В годы войны в походном чемодане отца лежала суворовская «Наука побеждать» 1943 года издания, на страницах которой сохранились многочисленные пометки. Эта книжка кочевала вместе с ним по фронтовым дорогам, истрепалась и пожелтела – заметно, что отец любил ее перечитывать. Он часто возвращался к мысли Суворова о том, что руководство боевыми действиями – это прежде всего вдохновение, и именно оно требуется командиру перед принятием самых сложных решений.

1937 год

Тему 1937 года и репрессий в стране и армии отец откровенно обсуждал с Константином Симоновым. Результатом этих бесед, состоявшихся в Барвихе в феврале 1965 года, стала глава в книге «Глазами моего поколения», изданная уже после ухода писателя из жизни.

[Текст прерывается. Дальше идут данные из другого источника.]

PR #3108, opened 2021-04-06
chore: Upgrade to lit-html 2

vladitasev:
# Use `lit-html 2`

## Current version used:

 - `lit-html 2.0.0-r.c.3`

## Results

 - The test bundle size was reduced from **806.5 KB / gzipped: 182.14 KB** to **801.86 KB / gzipped: 181.14 KB**.

### General changes
 - static bindings used for the `scoping` feature, our custom runtime pre-processing of lit templates' string literals removed. We now use `unsafeStatic` when running lit templates.
 - the built-in `ifDefined` directive used instead of ours (there used to be a bug, which is now fixed centrally by lit-html)
 - the `eventContext` option has been renamed to `host`, our code adjusted
 - the `classMap` directive does not accept `undefined` any more, only `{}`. Several components fixed. See the `RadioButton.js` change
 - the `stylesMap` directive does not accept `undefined` any more, only `{}`. Several components fixed. See the `StepInput.js` change
 - lit-html now uses hashes inside comments. Example:
 image
Our code needs to make sure these are skipped, wherever applicable. See the `SuggestionListItem.js` change

### Changes to the ES5 build:
 - lit-html does not have IE11 support by default
 - the ES5 build now imports `lit-html/polyfill-support.js` in order to bring back IE support
 - as a consequence `@ui5/webcomponents-ie11` now also has a dependency to `lit-html`
 - `lit-html 2` uses `globalThis` which must be polyfilled for IE11.

### Misc changes (unrelated to lit-html, but found while testing):
 - several CSS files were not scoping friendly - fixed
 - one textarea test was using `setValue` instead of `addValue` where the goal was to append, not rewrite, the current text. This has been fixed.
 - `MultiComboBox.js` now properly declares `Popover` as a dependency, which allows it to be scoped.

## How does scoping work now?
 
 1. When the `.bhs` file is parsed, all **custom tags** are detected (tags that have at least one "-"), regardless of whether they are ours or not. For each tag the `scopeTag` function is used. 

Example from `ButtonTemplate.lit.js`:
```js
const block1 = (context) => { return html`<${scopeTag("ui5-icon", tags, suffix)} style="${styleMap(context.styles.icon)}" class="ui5-button-icon"
```

 2. We now import `html` and `svg` from `lit-html/static.js` instead of the normal `lit-html.js` index. This gives us support for static bindings.
 
```js
import { render } from "lit-html";
import {
	html,
	svg,
	unsafeStatic,
} from "lit-html/static.js";
```

3. During runtime, whenever lit-html needs to evaluate a tag name, the `scopeTag` function is called:

```js
const scopeTag = (tag, tags, suffix) => {
	const resultTag = suffix && (tags || []).includes(tag) ? `${tag}-${suffix}` : tag;
	return unsafeStatic(resultTag);
};
```

Note: the `tags` argument is an array with the tags of all **dependencies** of the currently processed UI5Element. Therefore, even if other custom tags are used, they will not be suffixed (and thus broken). For the same reason, if developers forget to add a dependency in `static get dependencies`, it will not be suffixed and the component will break when scoping is used.

Here we always call `unsafeStatic` with the resulting tag to be used.


pskelin (approved):
looks good, the comment can be addressed in a separate change.

PR #3109, opened 2021-04-06
fix(ui5-date-picker): changing month on previous button pressed 

tsanislavgatev:
Fixes: https://github.com/SAP/ui5-webcomponents/issues/3083

In an edge case, when the current month has more days than the previous month and we focus last day of the current month and press the previous month button in the days view of date picker, the month wasn't initially changed.

Example: Focus 31th of December and try to go back.

This is fixed in upper versions. Currently the small fix is related to checking if we are still in the same month and then focusing the last day of the previous month if we are.


tsanislavgatev:
Done with direct push.

PR #3111, opened 2021-04-07
docs: update table sample

ilhan007:
The selection sample now shows the "mode" attribute set.

### DIFF
--- a/packages/main/test/samples/Table.sample.html
+++ b/packages/main/test/samples/Table.sample.html
@@ -125,28 +125,7 @@
 		</div>
 	
 		<pre class="prettyprint lang-html"><xmp>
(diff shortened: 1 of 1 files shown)


fifoosid (changes requested):
Is there a reason that you have left only the opening tags of the ui5-table, rather than the opening, closing & the content?

ilhan007:
> Is there a reason that you have left only the opening tags of the ui5-table, rather than the opening, closing & the content?

I have the opening and closing tags of the Table + the "mode" property which is the only specific thing to the Table Selection feature. 

```html
<ui5-table mode="SingleSelect"></ui5-table>
```

I removed the columns definition as it does not add significant value, it is repeated everywhere and takes too much space.

fifoosid (approved):

PR #3138, opened 2021-04-13
feat(framework): support sap-* config URL params

ilhan007:
The change will assist broader UI technology co-existence by allowing the app developers use the older **sap-*** params in order to configure the **theme**, **language**, etc. There are use-cases where the **sap-*** is still the preferred param.
In case both **sap-ui-***  and **sap-*** params are set, the **sap-ui-*** ones will take precedence - the same way UI5 handles it.

FIXES: https://github.com/SAP/ui5-webcomponents/issues/3114


vladitasev (approved):

ilhan007:
Thanks for the hash update, I forgot it

PR #3150, opened 2021-04-14
feat(ui5-shellbar-item): Displays attribute text

maltenorstroem:
The ui5-shellbar-item has an attribute 'text' which is not used in ShellBar.hbs. This extension allows a text to be displayed in addition to the icon.

Screenshot 2021-04-14 at 14 57 17


ilhan007:
Hi @maltenorstroem thanks for the change.  Actually, you can notice that the texts are displayed, whenever the items overflow and they aren't when the items are within the bar (not in the overflow) intentionally, because this is how it is in the SAP Fiori Design. But we will double check and discuss it.

Hello @SAP/ui5-webcomponents-topic-p could you review this contribution?
Does it contradict the SAP Fiori 3 Design guidelines for displaying the text of the Shell Bar items within the bar,
when they are not in the overflow.

maltenorstroem:
@ilhan007 
Maybe my suggestion is the wrong way. It would make sense if it were possible to put some kind of element in the ui5-shellbar, e.g. a select. Thank you very much for further clarification.

nnaydenow:
Hi @maltenorstroem,

This change contradict to SAP Fiori 3 Design guidelines of the **ui5-shellbar**. Buttons should be icon only when they are outside of the popover.

Regards,
Nayden

Issue #2838, opened 2021-02-18
ui5-dialog: Accessibility: using header slot causes broken aria-labelledby reference


agauyeung:
**Describe the bug**
The outermost `<section>` element in the `ui5-dialog`'s shadow DOM has `aria-labelledby="ui5-popup-header"`. When using the `ui5-dialog`'s `header` slot instead of `header-text`, any elements could be placed inside `ui5-popup-header`. Simply referring to the header container in this scenario would render `aria-labelledby` as useless.

**To reproduce**
1. Add `ui5-dialog` to the DOM
2. Use `header` slot with `ui5-button` and `ui5-title`
3. Note that `ui5-popup-header` in the `ui5-dialog`'s shadow DOM refers to the header container, not the actual element containing the header text.

**Isolated example**
https://codesandbox.io/s/ui5-webcomponents-forked-rosol?file=/index.html

**Expected behavior**
Not sure if this is the most elegant solution, but it might be good to expose an `aria-label` value as a parameter so that the developer can pass in a string as the screenreader label.

**Screenshots**
![image](https://user-images.githubusercontent.com/8508119/108427847-9cb40580-71f2-11eb-8578-34d4cfecf354.png)
![image](https://user-images.githubusercontent.com/8508119/108428317-38de0c80-71f3-11eb-82f4-c556e5c922b3.png)

**Context**
- UI5 Web Components version: 0.29.4
- OS/Platform: Windows

**Affected components** `<ui5-dialog>`

**Log output / Any errors** in the console: None

**Organization:** *SuccessFactors*

**Priority:** Medium
- Is accessibility one (Screen Reader, Keyboard Handling)

ivoplashkov:
Hi @agauyeung,

Thanks for reporting this issue!
I have discussed the issue with our accessibility expert, therefore I am forwarding it to the coresponding team.

Regards,
Ivaylo

agauyeung:
hi @GerganaKremenska  any update on this?

GerganaKremenska:
No, working on it

agauyeung:
Hi @GerganaKremenska any update?

ilhan007:
Hello @agauyeung are you still using the 0.29 branch?

We provided a solution, should we downport it to 0.31.X only or you need it in 0.29.X as well?

ilhan007:
Hello @agauyeung The fix is released with 0.29.15

PR #3155, opened 2021-04-15
feat(ui5-dialog): labeling of header slots is now possible

GerganaKremenska:
When Dialog's header slot is used, developers now would be able to use newly added accessible-name attribute to label the dialog properly. (If the header slot is not used, the Dialog labels the internally created header as previous.)

Fixes: #2838


packages/main/test/pages/Dialog.html
```diff
@@ -271,8 +273,8 @@
 		</div>
 	</ui5-dialog>
 
-	<ui5-dialog id="draggable-dialog" draggable>
-		<div slot="header" style="flex: 1 0 0; height: 2.5rem;">Draggable dialog</div>
+	<ui5-dialog id="draggable-dialog" accessible-name-id="tlt" draggable>
```
ilhan007, line 276: Just as an option. 
Instead of providing the proposed API, could you add private "ariaLabelledBy" property and use it the same way as "accessibleNameId".

aria-labelledby is a standard attribute, so we can declare it in the metadata as private not to end up in the documentation, but at the same time we have it in the component's state. We used this approach in the Button for example.

```js

 * @private
 * @since 1.0.0-rc.15
ariaLabelledby: {
			type: String,
			defaultValue: "",
},
```
	
	
```html
	<ui5-dialog aria-labelledby="tlt">
```

elenastoyanovaa (changes requested):
Hello @GerganaKremenska @ilhan007 ,

With the current implementation the generated html is invalid. You are labelling the section element with an element with an id of "tlt", which is not an element in the same DOM as the section element. Validators complain and also if you inspect the section itself, you can see that in the accessibility TAB, the aria-labelledby is not mapped correctly. For the same reason aria-labelledby attribute is also not an option since it will result in the same thing. What is more, even if the screen reader somehow maps the label correctly, adding the same aria-labelledby/aria-label on both custom element and the element which receives the focus, many times resulted in repetitive speech output and I would not recommend this approach. @ilhan007 mentioned that we used the aria-labelledby in the ui5-button, but there internally (as in many other components) we get the text inside the aria-labelledby element and map it as aria-label in the DOM eventually - this is done because of those invalid html results I mentioned earlier. You can check the getEffectiveAriaLabelText helper for more infomation. IMO you should be careful with getEffectiveAriaLabelText again, since this may result in repetitive speech output. This is why in many controls we provided the accessibleName property in order to avoid the invalid html and repetitive speech announcements. As the support for aria-label/aria-labelledby via getEffectiveAriaLabelText, the accessibleName results in a aria-label attribute, but avoids strange speech output by readers.

packages/main/test/pages/Dialog.html
GerganaKremenska: Thanks for the tip, but if it added with aria-labelledby, jaws does double readout with the combination of getEffectiveAriaLabelText. With the approach of the accessible-name validator and screen reader is happy.

ilhan007:
The build fails due to eslint error
Screenshot 2021-04-20 at 14 13 48

ilhan007 (approved):

TeodorTaushanov (approved):

PR #3161, opened 2021-04-19
fix(ui5-bar): aria label added depending on the "design" property

### LINKED ISSUE #3020: ui5-bar: Expose design information to screen reader users
Currently all _ui5-bar_'s designs are announced identically to screen reader users.

Add `aria-label="Header/Footer/etc.."` (depending on design) on the root element.

Feel free to let me know if you need additional information/assistance!

unazko:
fix(ui5-bar): aria label added depending on the "design" property

Fixes #3020

### DIFF
--- a/packages/fiori/src/Bar.hbs
+++ b/packages/fiori/src/Bar.hbs
@@ -1,4 +1,4 @@
-<div class="ui5-bar-root" aria-labelledby="{{accInfo.ariaLabelledBy}}"
+<div class="ui5-bar-root" aria-label="{{accInfo.label}}"
 	role="toolbar">
 	<div class="ui5-bar-content-container ui5-bar-startcontent-container">
 		<slot name="startContent"></slot>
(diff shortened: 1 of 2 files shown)


packages/fiori/src/Bar.hbs
```diff
@@ -1,4 +1,4 @@
-<div class="ui5-bar-root"
+<div class="ui5-bar-root" aria-labelledby="{{accInfo.ariaLabelledBy}}"
```
ilhan007, line 1: shouldn't be "aria-label"?

ilhan007 (changes requested):
Shouldn't be "aria-label"?

packages/fiori/src/Bar.hbs
unazko: Yes, that is right.

ilhan007 (approved):

PR #3539, opened 2021-07-26
feat: rework stableDomRef concept

### LINKED ISSUE #3519: UI5Element: call `getDomRef` on abstract components
As part of the [Components API Review](https://github.com/SAP/ui5-webcomponents/issues/3107) we decided to remove the "stableDomRef" property from several abstract components, such as Option, MultiComboboxItem, Tab, ShellBarItem..
The property meant to be used for discovering the real DOM element, that is rendered based on abstract components, that do not have their own templates.
Instead, we would like to make the "getDomRef" method smarter. When called, it should return the abstract component associated DOM ref, rendered by its parent component.
For example, called on the Option component, it should return the list item, rendered based on the Option inside the Select's dropdown.

### **Proposed Solution**
- [ ] remove `stableDomRef` prop from the components
- [x] keep data-ui5-stable attribute to discover the DOM Reference
- [x] call `getDomRef` on the child directly (f.e. on the Option of the Select)
- [ ] Handle exceptional cases, such as `TabContainer` and `ShellBar` by introducing component specific methods to get the DOM Ref of internals (the tab in the tab strip and in the overflow  and ShellBar’s logo, notifications, coPilot)
- [ ] document that `getDomRef` can be called on abstract components

### **Priority**
- [ ] Low
- [ ] Medium
- [x] High
- [ ] Very High

fifoosid:
Fixes #3519

BREAKING CHANGE:
All stableDomRef properties are deprecated.
Use ```getDomRef``` for abstract items or the exposed public methods.


fifoosid (commented):
With the current approach we have one huge issue.

Currently, we the check in ```Ui5Element``` is whether a component has a template. There is one component (```Tab```), which has template and the check is failing because of this

fifoosid:
Closed in favour of #4210

PR #3542, opened 2021-07-26
chore: comment randomly failing tests

ilhan007:
After we update to ChromeDriver 92 some assertion start randomly failing and have been commented for the time being:

Related to: https://github.com/SAP/ui5-webcomponents/issues/3541


fifoosid (approved):
It might be a good idea to create an issue for fixing these tests. One issue should be enough because these components are owned by one team

ilhan007:
There is an issue, there are components in several teams:
https://github.com/SAP/ui5-webcomponents/issues/3541

PR #3554, opened 2021-07-28
fix(ui5-segmented-button): no longer has an error on removal

tsanislavgatev:
fixes: https://github.com/SAP/ui5-webcomponents/issues/3545

### DIFF
--- a/packages/main/src/SegmentedButton.js
+++ b/packages/main/src/SegmentedButton.js
@@ -123,11 +123,13 @@ class SegmentedButton extends UI5Element {
 	}
 
 	onEnterDOM() {
-		ResizeHandler.register(this, this._handleResizeBound);
+		ResizeHandler.register(this.parentNode, this._handleResizeBound);
 	}
 
 	onExitDOM() {
-		ResizeHandler.deregister(this, this._handleResizeBound);
+		if (this.parentNode) {
+			ResizeHandler.deregister(this.parentNode, this._handleResizeBound);
+		}
 	}
 
 	onBeforeRendering() {
--- a/packages/main/src/SegmentedButton.js
+++ b/packages/main/src/SegmentedButton.js
@@ -123,7 +123,7 @@ class SegmentedButton extends UI5Element {
 	}
 
 	onEnterDOM() {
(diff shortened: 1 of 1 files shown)


packages/main/src/SegmentedButton.js
```diff
@@ -127,7 +127,7 @@ class SegmentedButton extends UI5Element {
 	}
 
 	onExitDOM() {
-		ResizeHandler.deregister(this.parentNode, this._handleResizeBound);
+		ResizeHandler.deregister(this, this._handleResizeBound);
```
ilhan007, line 130: I think If we deregister on the "this"
```js
ResizeHandler.deregister(this, this._handleResizeBound);
```

it's best to register on "this" at the first place:
```js
ResizeHandler.register(this.parentNode, this._handleResizeBound);
```

a-z-ivanov: maybe check for the parentnode, and then derigister

a-z-ivanov (changes requested):

packages/main/src/SegmentedButton.js
tsanislavgatev: We will always have a parentNode on registering, but when deleting we won't have a parent element, so checking will give different results in both cases, this will mean mismatch between register and deregister. I've missed one of the methods and i think i will stick to the idea of this on both places.

ilhan007 (changes requested):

Отвечая на вопросы Симонова об уничтожении значительной части руководства армии (Тухачевского, Егорова, Якира, Блюхера, Уборевича и многих других), расстрелах примерно двух третей (от комбригов до комкоров) высшего командного состава, а также воздействии самой атмосферы арестов, страха на моральный дух армии, Конев подтвердил, что все это имело глубоко отрицательное влияние на момент начала войны. А вот об уничтожении военной элиты он высказался более детально. По его мнению, эту проблему нередко педалируют, представляя дело так, что если бы эти военачальники не были бы оклеветаны и не погибли в период репрессий, а стояли бы во главе армии к началу войны, то и вся война выглядела бы иначе.

Конечно, Симонов и сам понимал умозрительность подобных рассуждений, как понимал и право людей, которые в ходе войны «выросли» и оказались у руководства армией, помнить об этом и относиться с известной нервозностью к разговорам о том, что все пошло бы по-другому, если бы были живы те, кто погиб в тридцать седьмом – тридцать восьмом годах. В свою очередь, не уходя от существа вопроса, отец тем не менее считал, что к оценкам уровня командования и военного потенциала этих людей в целом, следует подходить строго индивидуально. По его мнению, представить, чтобы, например, маршал Блюхер справился в современной войне с фронтом – невозможно. Поскольку «по уровню своих знаний, представлений он недалеко ушел от времен Гражданской войны».